7. Coppertone ( Benjamin ) 2019 Ram 1500 liquids


Sent from my iPad using Tapatalk


----------



## RRizz (Sep 4, 2012)

bump


----------



## RRizz (Sep 4, 2012)

another bump


----------



## criddopher (Apr 3, 2011)

any plans on getting a judge there or anything if the turnout grows or you keeping this a casual thing?


----------



## RRizz (Sep 4, 2012)

Strictly casual


----------



## RRizz (Sep 4, 2012)

Bump


----------



## RRizz (Sep 4, 2012)

Sunday bump


----------



## RRizz (Sep 4, 2012)

1. RRizz (Ron) 2011 370Z. Will provide grill, burgers, and dogs.
2. naiku (Ian) 2006 Audi A4. Cups, Plates, Utensils, Napkins.
3. The Todd (Todd) 2008 Malibu. Buns
4. 12 Volt Dave Clews Chrysler 300M
5. Mike T 2006 Nissan Altima Pulled Pork
6. Criddopher (chris) undecided car, LMK what's need closer to event.
7. Coppertone (Benjamin) 2019 Ram Liquids

Updated list.. 6 weeks or so Away.


----------



## Coppertone (Oct 4, 2011)

Looking forward to putting on the “ feedbag” with you gents again. Plus unlike the last time, I won’t be squeezed up in my Honda lol.


----------



## saintb (Dec 20, 2006)

hope to stop by as, well.

Would be good to meet some of the peeps here and of course to HEAR your sonic offerings!

-Brendan 2010 VW GTI (planning stages)


----------



## RRizz (Sep 4, 2012)

Coppertone said:


> Looking forward to putting on the “ feedbag” with you gents again.
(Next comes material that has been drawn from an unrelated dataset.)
PR #433, opened 2023-08-15
chore: go 1.20

hacdias:


hacdias:
Close for https://github.com/ipfs/boxo/pull/431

Plus unlike the last time, I won’t be squeezed up in my Honda lol.


mmm hmmm. Something more your size....


----------



## RRizz (Sep 4, 2012)

saintb said:


> hope to stop by as, well.
> 
> Would be good to meet some of the peeps here and of course to HEAR your sonic offerings!
> 
> -Brendan 2010 VW GTI (planning stages)


 We'd be glad to have you make it.


----------



## RRizz (Sep 4, 2012)

1. RRizz (Ron) 2011 370Z. Will provide grill, burgers, and dogs.
2. naiku (Ian) 2006 Audi A4. Cups, Plates, Utensils, Napkins.
3. The Todd (Todd) 2008 Malibu. Buns
4. 12 Volt Dave Clews Chrysler 300M
5. Mike T 2006 Nissan Altima Pulled Pork
6. Criddopher (chris) undecided car, LMK what's need closer to event.
7. Coppertone (Benjamin) 2019 Ram Liquids

Bump 5 weeks out.


----------



## naiku (May 28, 2008)

Looking forward to it


----------



## Coppertone (Oct 4, 2011)

That (5) weeks will go by quickly lol...


----------



## RRizz (Sep 4, 2012)

4 week bump


----------



## Coppertone (Oct 4, 2011)

I’m counting it down lol....


----------



## MB2008LTZ (Oct 13, 2012)

When and where is this happening.....??? I read thru the entire post and must have missed it....or it got lost in that whole lost post thing about a month ago or so. I am very interested....pending date and time...can bring cheese dip....Let me Know, please. Thanx!


----------



## RRizz (Sep 4, 2012)

RRizz said:


> There is no actual street address for this spot, but you can try "waterfall road, Pine grove, Pa 17963" on your nav. Waterfall road is only a mile long, so there is no way you can miss the lot.
> Directions for those in need......
> From Interstate 81 North OR South (yes, they will be the same)
> Exit 104 (Ravine)
> ...


 Sept 8th, 9am


----------



## RRizz (Sep 4, 2012)

Hoping to have the Install and tune done on my Titan for the meet as well.


----------



## RRizz (Sep 4, 2012)

1. RRizz (Ron) 2011 370Z. Will provide grill, burgers, and dogs.
2. naiku (Ian) 2006 Audi A4. Cups, Plates, Utensils, Napkins.
3. The Todd (Todd) 2008 Malibu. Buns
4. 12 Volt Dave Clews Chrysler 300M
5. Mike T 2006 Nissan Altima Pulled Pork
6. Criddopher (chris) undecided car, Chips, Pretzels
7. Coppertone (Benjamin) 2019 Ram Liquids

Updated list. No more interest out there, guys?? I constantly hear complaints about "nothing going on in the northeast" I guess this is part of the reason why.


----------



## Coppertone (Oct 4, 2011)

Doesn’t seem like a lot of people are pushing to attend this. Although to be honest it seems like a lot of these meets are struggling.


----------



## RRizz (Sep 4, 2012)

Coppertone said:


> Doesn’t seem like a lot of people are pushing to attend this. Although to be honest it seems like a lot of these meets are struggling.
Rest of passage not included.